[Collected data]

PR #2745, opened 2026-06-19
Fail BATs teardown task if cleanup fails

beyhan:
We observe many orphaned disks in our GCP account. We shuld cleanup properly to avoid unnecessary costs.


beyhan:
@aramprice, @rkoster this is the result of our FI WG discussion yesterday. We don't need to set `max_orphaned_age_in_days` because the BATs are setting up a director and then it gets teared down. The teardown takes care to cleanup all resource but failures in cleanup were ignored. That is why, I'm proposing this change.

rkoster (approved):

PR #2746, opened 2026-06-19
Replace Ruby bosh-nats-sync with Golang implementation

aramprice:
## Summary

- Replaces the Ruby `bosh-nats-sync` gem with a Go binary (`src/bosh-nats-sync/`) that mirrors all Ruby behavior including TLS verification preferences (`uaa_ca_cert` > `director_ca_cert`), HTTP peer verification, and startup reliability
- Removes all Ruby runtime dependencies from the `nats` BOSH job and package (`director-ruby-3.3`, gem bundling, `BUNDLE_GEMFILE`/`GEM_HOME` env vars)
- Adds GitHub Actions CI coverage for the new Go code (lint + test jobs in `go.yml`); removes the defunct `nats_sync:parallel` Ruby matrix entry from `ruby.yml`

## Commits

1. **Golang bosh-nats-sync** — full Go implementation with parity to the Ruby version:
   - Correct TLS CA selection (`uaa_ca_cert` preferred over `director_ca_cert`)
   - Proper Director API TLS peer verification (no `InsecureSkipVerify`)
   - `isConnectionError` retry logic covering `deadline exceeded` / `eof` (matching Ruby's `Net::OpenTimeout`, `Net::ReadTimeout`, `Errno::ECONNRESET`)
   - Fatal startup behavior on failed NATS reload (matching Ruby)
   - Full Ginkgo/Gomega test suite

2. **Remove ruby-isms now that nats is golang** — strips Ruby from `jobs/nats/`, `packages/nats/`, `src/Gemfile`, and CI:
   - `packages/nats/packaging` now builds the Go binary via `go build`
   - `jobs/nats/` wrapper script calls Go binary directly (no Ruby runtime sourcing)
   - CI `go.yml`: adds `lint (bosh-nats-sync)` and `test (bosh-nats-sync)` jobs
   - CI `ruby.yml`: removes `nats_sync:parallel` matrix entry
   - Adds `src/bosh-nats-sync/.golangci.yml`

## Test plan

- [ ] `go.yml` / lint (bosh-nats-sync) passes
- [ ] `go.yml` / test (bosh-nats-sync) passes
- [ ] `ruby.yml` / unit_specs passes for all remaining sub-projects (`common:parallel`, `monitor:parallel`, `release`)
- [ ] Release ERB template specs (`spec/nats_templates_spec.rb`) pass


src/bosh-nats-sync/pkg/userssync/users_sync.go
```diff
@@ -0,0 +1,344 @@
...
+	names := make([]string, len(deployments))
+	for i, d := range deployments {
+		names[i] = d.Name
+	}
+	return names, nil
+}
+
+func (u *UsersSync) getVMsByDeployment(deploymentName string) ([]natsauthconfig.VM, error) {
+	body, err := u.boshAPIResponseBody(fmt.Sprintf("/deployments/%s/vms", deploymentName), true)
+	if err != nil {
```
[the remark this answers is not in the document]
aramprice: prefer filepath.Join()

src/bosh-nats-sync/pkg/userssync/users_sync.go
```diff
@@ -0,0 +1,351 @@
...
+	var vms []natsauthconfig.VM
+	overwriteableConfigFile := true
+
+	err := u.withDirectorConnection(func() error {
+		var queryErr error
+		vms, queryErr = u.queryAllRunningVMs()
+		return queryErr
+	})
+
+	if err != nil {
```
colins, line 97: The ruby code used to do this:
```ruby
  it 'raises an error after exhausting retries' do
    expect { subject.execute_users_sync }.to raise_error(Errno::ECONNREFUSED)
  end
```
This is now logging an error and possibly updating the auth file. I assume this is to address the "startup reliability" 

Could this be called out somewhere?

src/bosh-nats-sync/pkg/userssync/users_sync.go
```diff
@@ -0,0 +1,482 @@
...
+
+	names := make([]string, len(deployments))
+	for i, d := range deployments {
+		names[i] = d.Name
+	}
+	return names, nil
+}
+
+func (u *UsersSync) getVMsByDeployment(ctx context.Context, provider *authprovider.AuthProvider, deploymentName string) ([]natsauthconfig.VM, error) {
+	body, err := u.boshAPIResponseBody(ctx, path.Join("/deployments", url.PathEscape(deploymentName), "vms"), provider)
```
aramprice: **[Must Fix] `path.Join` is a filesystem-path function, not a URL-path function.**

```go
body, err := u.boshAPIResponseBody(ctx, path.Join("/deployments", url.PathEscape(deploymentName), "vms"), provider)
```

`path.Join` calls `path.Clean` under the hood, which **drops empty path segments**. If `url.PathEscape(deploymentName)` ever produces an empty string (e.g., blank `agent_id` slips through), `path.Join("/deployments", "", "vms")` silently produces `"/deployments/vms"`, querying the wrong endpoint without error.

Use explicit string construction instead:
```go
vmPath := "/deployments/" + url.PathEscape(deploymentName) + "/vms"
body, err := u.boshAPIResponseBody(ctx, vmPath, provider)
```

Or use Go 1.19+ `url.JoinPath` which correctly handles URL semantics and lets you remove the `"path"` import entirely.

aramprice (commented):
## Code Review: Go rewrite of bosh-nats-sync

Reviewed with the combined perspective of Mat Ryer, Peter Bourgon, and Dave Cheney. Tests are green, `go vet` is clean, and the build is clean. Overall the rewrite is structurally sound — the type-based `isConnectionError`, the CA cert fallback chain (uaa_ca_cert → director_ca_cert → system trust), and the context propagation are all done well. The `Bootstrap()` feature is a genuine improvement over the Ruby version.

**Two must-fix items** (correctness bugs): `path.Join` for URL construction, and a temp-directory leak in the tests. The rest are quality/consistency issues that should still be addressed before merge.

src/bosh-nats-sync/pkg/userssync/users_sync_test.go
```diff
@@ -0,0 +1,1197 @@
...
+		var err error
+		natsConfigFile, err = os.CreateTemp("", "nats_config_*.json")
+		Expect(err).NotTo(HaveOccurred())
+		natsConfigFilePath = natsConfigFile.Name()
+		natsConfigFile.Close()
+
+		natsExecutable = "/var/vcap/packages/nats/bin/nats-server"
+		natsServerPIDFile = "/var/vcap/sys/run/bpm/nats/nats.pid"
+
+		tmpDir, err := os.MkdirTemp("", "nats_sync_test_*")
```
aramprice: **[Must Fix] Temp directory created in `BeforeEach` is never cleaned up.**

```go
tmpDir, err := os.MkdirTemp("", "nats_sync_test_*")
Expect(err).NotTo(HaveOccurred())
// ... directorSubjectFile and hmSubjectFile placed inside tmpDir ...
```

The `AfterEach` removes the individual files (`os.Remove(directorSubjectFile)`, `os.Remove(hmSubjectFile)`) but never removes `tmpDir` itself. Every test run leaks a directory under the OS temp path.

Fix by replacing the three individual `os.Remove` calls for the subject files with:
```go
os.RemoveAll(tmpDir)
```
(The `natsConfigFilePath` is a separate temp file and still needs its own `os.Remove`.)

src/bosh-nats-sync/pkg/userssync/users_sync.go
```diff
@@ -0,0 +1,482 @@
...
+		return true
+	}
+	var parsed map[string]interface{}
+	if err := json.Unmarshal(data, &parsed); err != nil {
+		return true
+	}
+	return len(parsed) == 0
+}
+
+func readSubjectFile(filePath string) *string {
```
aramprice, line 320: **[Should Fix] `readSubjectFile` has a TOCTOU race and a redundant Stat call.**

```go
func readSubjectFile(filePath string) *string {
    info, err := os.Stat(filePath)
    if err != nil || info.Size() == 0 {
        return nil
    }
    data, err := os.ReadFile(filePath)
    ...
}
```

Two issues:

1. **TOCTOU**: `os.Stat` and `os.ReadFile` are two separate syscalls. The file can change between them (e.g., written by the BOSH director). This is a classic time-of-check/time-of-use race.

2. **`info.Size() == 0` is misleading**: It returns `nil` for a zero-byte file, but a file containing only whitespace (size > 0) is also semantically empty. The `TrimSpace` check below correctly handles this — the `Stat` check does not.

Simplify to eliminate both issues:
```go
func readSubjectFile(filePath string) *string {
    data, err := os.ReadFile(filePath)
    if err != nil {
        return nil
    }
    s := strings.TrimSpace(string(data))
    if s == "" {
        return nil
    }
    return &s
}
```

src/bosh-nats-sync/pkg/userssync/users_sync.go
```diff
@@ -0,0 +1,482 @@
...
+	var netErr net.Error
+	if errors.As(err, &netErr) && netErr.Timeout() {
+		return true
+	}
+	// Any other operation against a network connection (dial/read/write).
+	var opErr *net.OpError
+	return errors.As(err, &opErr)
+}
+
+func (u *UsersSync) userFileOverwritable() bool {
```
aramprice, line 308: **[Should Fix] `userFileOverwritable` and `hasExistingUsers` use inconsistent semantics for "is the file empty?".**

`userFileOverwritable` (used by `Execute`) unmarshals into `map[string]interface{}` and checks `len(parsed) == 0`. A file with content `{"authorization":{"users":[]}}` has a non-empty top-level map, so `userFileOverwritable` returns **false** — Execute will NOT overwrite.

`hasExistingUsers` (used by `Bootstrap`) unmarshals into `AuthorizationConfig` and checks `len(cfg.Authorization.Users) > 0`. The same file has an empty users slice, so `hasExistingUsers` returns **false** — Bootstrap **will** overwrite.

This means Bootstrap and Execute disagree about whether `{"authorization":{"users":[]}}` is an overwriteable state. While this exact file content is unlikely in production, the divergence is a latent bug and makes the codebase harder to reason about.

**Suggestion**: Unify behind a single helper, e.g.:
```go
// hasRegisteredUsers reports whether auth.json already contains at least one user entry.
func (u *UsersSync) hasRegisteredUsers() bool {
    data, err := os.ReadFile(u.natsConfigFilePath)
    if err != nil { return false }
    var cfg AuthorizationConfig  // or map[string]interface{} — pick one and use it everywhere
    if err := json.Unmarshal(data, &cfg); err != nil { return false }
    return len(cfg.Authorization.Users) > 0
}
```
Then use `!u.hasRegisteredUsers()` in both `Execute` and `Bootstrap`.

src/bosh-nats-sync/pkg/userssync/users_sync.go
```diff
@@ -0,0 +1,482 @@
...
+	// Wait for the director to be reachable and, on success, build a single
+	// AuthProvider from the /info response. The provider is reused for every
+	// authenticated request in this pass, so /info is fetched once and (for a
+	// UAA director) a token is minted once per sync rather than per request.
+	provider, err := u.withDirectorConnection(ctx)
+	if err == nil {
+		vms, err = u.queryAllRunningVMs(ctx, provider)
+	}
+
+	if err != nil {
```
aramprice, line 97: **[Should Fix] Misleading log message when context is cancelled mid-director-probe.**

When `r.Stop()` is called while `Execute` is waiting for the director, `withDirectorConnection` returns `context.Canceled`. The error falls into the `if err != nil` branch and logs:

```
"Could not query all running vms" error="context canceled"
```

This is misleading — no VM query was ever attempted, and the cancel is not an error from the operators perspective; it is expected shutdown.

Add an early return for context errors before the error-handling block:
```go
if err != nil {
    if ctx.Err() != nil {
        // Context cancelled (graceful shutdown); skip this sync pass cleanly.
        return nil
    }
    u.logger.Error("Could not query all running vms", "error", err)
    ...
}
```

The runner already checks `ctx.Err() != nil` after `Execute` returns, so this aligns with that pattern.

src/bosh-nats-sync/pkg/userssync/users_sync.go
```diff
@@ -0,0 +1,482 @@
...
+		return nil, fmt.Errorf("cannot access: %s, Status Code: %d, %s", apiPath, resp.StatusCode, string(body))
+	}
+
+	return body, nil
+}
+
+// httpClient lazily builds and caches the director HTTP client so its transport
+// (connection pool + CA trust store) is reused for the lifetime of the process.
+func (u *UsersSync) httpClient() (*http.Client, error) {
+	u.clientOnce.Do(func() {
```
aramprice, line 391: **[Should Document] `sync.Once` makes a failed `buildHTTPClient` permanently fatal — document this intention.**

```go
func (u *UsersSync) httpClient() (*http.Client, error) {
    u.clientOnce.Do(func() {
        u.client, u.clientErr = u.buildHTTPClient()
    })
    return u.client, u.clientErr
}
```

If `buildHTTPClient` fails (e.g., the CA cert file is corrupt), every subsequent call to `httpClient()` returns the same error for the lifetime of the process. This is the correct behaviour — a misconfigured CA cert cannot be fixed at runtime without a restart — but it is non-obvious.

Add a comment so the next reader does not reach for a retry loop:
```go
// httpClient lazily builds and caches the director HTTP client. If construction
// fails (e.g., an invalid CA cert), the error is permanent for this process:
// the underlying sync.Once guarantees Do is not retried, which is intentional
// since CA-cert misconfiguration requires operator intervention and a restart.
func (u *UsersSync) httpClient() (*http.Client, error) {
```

**Directions for this task:** Report how many lines in these entries contain "opErr". Answer with the number only.

**Result:** 2